● Exercise requirements: All that should be output is the block of lines below from the line with "mmd-osm: I have" to the line with "Thanks. This looks good to me now.", both included, exactly as written.

● Material provided:
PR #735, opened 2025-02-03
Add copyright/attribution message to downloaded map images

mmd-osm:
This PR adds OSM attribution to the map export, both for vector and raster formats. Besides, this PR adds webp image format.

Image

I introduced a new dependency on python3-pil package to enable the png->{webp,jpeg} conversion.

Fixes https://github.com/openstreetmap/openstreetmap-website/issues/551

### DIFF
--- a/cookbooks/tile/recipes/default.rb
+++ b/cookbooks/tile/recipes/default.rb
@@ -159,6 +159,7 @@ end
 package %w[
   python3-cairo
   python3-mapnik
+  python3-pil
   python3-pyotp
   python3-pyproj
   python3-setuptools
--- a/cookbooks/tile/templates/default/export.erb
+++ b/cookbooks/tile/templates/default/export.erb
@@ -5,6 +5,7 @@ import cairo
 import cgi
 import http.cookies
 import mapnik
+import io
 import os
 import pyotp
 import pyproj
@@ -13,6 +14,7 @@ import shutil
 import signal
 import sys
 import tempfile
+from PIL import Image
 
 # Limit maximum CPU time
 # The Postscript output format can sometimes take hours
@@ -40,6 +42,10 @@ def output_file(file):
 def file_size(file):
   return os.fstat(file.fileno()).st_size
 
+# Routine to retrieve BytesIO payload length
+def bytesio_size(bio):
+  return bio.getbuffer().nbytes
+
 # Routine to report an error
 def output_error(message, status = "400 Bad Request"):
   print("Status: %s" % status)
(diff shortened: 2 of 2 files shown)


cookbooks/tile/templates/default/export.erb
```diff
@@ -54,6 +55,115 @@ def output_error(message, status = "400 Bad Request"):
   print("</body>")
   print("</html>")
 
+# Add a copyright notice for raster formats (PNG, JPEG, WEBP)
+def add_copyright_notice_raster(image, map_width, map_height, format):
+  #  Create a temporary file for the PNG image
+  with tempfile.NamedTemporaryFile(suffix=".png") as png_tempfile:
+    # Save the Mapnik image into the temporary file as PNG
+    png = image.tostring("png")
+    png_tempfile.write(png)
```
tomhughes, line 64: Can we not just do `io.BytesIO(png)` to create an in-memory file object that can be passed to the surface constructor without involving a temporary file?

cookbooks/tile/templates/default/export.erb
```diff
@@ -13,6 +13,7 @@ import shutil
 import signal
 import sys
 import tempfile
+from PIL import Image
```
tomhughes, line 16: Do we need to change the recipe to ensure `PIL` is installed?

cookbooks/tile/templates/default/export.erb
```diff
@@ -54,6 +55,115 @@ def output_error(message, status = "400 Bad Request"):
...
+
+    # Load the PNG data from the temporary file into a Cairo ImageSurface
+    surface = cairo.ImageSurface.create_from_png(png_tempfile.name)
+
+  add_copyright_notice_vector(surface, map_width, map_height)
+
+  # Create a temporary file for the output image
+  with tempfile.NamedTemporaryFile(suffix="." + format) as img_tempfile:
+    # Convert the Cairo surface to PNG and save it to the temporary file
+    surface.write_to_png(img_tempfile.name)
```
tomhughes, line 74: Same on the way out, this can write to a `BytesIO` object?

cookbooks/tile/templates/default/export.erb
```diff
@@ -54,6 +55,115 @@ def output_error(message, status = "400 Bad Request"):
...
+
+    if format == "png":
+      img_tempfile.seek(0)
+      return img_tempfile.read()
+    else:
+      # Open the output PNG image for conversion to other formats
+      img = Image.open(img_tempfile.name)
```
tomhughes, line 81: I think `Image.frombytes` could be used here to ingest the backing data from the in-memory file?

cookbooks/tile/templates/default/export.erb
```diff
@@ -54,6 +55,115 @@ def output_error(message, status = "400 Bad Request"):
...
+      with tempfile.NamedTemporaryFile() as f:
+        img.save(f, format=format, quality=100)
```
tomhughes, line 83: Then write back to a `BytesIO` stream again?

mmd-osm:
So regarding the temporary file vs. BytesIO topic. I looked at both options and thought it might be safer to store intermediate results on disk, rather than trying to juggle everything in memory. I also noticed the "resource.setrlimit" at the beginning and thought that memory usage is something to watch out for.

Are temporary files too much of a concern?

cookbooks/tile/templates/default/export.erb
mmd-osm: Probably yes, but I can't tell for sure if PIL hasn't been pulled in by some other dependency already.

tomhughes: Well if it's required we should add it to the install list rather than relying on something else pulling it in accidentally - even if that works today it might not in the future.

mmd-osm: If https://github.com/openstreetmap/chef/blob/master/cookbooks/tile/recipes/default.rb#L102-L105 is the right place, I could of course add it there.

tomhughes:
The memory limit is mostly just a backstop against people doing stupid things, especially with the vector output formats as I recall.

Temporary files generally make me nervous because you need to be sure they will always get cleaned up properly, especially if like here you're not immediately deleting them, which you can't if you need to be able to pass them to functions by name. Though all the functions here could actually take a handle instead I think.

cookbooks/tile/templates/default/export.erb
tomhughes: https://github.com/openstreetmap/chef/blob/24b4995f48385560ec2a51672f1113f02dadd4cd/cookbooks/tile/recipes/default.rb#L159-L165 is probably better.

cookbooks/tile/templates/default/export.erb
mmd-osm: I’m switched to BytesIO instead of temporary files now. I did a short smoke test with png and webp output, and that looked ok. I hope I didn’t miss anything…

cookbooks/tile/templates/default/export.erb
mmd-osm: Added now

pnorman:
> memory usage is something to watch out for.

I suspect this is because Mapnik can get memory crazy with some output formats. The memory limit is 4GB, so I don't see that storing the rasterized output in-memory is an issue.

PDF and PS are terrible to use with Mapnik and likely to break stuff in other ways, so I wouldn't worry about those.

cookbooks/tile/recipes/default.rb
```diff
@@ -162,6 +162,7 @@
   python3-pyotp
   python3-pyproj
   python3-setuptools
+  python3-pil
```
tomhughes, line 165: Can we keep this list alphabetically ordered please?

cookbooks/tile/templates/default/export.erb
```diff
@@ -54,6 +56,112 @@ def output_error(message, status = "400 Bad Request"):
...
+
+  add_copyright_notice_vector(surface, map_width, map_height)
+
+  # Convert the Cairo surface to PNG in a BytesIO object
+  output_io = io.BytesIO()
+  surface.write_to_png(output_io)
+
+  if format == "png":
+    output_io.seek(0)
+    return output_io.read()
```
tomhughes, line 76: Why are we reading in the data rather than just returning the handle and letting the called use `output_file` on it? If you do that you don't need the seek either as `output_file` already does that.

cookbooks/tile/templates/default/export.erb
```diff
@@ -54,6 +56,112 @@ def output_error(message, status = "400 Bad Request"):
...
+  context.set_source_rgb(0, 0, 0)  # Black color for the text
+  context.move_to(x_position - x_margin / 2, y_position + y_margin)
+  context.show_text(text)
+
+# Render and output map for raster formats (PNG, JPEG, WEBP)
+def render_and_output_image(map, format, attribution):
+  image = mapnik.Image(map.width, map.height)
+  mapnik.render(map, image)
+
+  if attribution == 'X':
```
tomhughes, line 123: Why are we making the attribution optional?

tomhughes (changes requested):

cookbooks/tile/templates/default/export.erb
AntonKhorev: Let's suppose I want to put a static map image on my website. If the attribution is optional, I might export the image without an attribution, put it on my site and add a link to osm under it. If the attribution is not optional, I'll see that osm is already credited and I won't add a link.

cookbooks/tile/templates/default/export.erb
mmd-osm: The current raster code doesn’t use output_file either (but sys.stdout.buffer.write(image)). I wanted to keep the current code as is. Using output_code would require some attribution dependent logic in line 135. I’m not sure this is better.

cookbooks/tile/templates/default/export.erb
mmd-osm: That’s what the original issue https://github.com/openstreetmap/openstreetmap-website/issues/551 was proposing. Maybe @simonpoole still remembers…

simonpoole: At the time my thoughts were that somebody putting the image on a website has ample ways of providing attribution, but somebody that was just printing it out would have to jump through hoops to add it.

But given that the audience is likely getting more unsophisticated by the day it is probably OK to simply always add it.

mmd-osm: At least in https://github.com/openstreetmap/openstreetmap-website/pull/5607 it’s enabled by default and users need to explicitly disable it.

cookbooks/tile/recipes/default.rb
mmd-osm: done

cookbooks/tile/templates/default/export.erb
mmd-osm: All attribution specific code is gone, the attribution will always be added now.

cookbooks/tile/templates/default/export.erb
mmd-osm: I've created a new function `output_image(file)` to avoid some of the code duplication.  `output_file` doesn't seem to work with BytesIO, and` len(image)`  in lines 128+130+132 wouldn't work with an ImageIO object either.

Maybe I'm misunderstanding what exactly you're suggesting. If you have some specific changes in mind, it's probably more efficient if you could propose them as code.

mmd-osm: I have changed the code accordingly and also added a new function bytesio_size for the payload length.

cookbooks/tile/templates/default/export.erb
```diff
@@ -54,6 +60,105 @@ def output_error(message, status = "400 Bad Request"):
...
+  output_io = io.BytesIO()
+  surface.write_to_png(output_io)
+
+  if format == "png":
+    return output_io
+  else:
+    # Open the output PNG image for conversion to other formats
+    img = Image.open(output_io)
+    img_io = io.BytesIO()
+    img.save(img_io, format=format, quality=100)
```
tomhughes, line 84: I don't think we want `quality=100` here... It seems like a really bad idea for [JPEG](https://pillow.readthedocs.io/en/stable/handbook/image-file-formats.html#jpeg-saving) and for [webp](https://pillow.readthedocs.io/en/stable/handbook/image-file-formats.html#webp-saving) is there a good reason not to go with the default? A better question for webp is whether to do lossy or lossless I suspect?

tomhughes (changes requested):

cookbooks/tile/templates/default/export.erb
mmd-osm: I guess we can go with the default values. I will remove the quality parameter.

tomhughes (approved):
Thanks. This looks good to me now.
* * *
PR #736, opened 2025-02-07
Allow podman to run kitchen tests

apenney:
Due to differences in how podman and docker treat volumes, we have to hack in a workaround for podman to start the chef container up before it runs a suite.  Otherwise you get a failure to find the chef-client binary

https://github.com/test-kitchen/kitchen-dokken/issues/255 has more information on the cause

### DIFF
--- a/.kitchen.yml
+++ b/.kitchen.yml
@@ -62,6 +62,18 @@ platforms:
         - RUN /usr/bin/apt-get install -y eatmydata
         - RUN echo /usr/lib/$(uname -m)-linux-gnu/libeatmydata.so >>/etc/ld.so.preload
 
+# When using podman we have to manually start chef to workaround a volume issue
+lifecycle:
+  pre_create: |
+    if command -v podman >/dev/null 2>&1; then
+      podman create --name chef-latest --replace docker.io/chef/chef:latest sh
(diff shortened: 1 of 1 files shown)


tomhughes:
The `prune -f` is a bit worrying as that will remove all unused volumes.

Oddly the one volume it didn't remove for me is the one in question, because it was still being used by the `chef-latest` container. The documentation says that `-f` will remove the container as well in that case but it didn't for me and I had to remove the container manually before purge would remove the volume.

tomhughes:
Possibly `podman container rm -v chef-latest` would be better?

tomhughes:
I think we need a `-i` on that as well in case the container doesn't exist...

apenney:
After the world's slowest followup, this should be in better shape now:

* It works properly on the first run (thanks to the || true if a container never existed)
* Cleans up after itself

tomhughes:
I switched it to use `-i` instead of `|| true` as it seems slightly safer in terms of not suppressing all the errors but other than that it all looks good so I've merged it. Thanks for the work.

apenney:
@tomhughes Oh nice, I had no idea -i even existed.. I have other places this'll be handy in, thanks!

● Result of this task:
mmd-osm: I have changed the code accordingly and also added a new function bytesio_size for the payload length.

cookbooks/tile/templates/default/export.erb
```diff
@@ -54,6 +60,105 @@ def output_error(message, status = "400 Bad Request"):
...
+  output_io = io.BytesIO()
+  surface.write_to_png(output_io)
+
+  if format == "png":
+    return output_io
+  else:
+    # Open the output PNG image for conversion to other formats
+    img = Image.open(output_io)
+    img_io = io.BytesIO()
+    img.save(img_io, format=format, quality=100)
```
tomhughes, line 84: I don't think we want `quality=100` here... It seems like a really bad idea for [JPEG](https://pillow.readthedocs.io/en/stable/handbook/image-file-formats.html#jpeg-saving) and for [webp](https://pillow.readthedocs.io/en/stable/handbook/image-file-formats.html#webp-saving) is there a good reason not to go with the default? A better question for webp is whether to do lossy or lossless I suspect?

tomhughes (changes requested):

cookbooks/tile/templates/default/export.erb
mmd-osm: I guess we can go with the default values. I will remove the quality parameter.

tomhughes (approved):
Thanks. This looks good to me now.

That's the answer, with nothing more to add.